WHAT YOU HAVE TO DO: If a line below contains the word "stylelint", count it; give only the total.

(Saved data entries)
PR #2124, opened 2023-08-14
feat: tweak operation column layout for alignment

zchsh:
## 🔗 Relevant links

- [Preview link][preview] 🔎
- [Asana task][task] 🎟️

## 🗒️ What

This PR tweaks the layout of operation items on OpenAPI docs views,for better alignment.

## 📸 Design Screenshots

| Before | After | 
| - | - |
| before | after |

## 🧪 Testing

    - The operation URL path code block should be aligned with the operation header
    - The `sticky` behaviour of the code block should continue to function as expected
    - Layout should look as expected across viewports
    - The DOM order of sections should still be `header → example → details`

## 💭 Anything else?

At some point we discussed wanting to hide the "examples" section on smaller viewports. If we still want to do that, that's something we could likely incorporate into this PR pretty easily! 👍

[task]: https://app.asana.com/0/1204678746647847/1205271541668354/f
[preview]: https://dev-portal-git-zsopenapi-adjust-column-align-hashicorp.vercel.app/
[/hcp/api-docs/vault-secrets]: https://dev-portal-git-zsopenapi-adjust-column-align-hashicorp.vercel.app/hcp/api-docs/vault-secrets

### DIFF
--- a/config/preview.json
+++ b/config/preview.json
@@ -4,6 +4,6 @@
 		"max_static_paths": 10
 	},
 	"flags": {
-		"enable_hcp_vault_secrets_api_docs_revision": false
+		"enable_hcp_vault_secrets_api_docs_revision": true
 	}
 }
--- a/src/views/open-api-docs-view/components/operation-sections/operation-sections.module.css
+++ b/src/views/open-api-docs-view/components/operation-sections/operation-sections.module.css
@@ -4,24 +4,41 @@
  */
 
 .root {
-	display: flex;
-	flex-direction: row-reverse;
-	flex-wrap: wrap;
+	/* stylelint-disable-next-line property-no-unknown */
+	container-type: inline-size;
+}
+
+.gridLayout {
+	display: grid;
 	gap: 24px;
+	grid-template-areas: 'header' 'examples' 'details';
+	grid-template-columns: minmax(0, 1fr);
+
+	/* Note: 744px = 360px per column, plus 24px grid gap.
+	   Calc & CSS vars are not supported in container queries. */
+
+	/* stylelint-disable-next-line at-rule-no-unknown */
+	@container (min-width: 744px) {
+		grid-template-areas: 'header examples' 'details examples';
+		grid-template-columns: minmax(0, 1fr) minmax(0, 1fr);
+	}
+}
+
+.headerSlot {
+	grid-area: header;
 }
 
 .detailsSlot {
-	min-width: min(100%, 360px);
 	display: flex;
 	flex-direction: column;
-	flex: 1 1 0;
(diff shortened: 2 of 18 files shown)


config/preview.json
```diff
@@ -4,6 +4,6 @@
 		"max_static_paths": 10
 	},
 	"flags": {
-		"enable_hcp_vault_secrets_api_docs_revision": false
+		"enable_hcp_vault_secrets_api_docs_revision": true
```
zchsh, line 7: 🚧 TODO: revert flags before merging

src/views/open-api-docs-view/components/operation-sections/operation-sections.module.css
```diff
@@ -4,24 +4,41 @@
...
 .root {
-	display: flex;
-	flex-direction: row-reverse;
-	flex-wrap: wrap;
+	/* stylelint-disable-next-line property-no-unknown */
+	container-type: inline-size;
+}
+
+.gridLayout {
+	display: grid;
```
zchsh, line 12: TLDR; is i've switched from a `flex` layout to a `grid` layout with a container query! ✨ I had to add some `stylelint` exceptions cause container CSS didn't seem to be recognized yet by linting.

kendallstrautman: Whoa container query?! ✨

kendallstrautman (approved):
💖

src/views/open-api-docs-view/components/operation-sections/operation-sections.module.css
zchsh: It's a new direction for sure! I am so used to thinking container queries will never be a thing that I have not kept up at all with browser support, but as [Dylan mentioned in Slack](https://hashicorp.slack.com/archives/C031LA4KS4S/p1689708868902629):

> It's been five months since the last major browser engine added support, so I don't think we need to worry about polyfills or anything. I believe our official support matrix is the last two versions of evergreen browsers.

zchsh:
@braydenlove Ah great catch! I've got this updated:

- `SidebarLayout` now has zero opinion on spacing between the sidebar and main area - this makes it a little easier to get consistent left-right padding in place for main-area content, while also allowing main area content to vary in its max-width.
- `OpenApiView` now has `24px` left-right padding when the sidebar is not shown, and `48px` left-right padding when the sidebar is shown

Let me know if that looks alright! 🙇‍♂️

zchsh:
Gonna merge this in an address any design VQA items during a final VQA 👍 (have chatted with Brayden in Slack to confirm this approach!)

YOUR SOLUTION: 4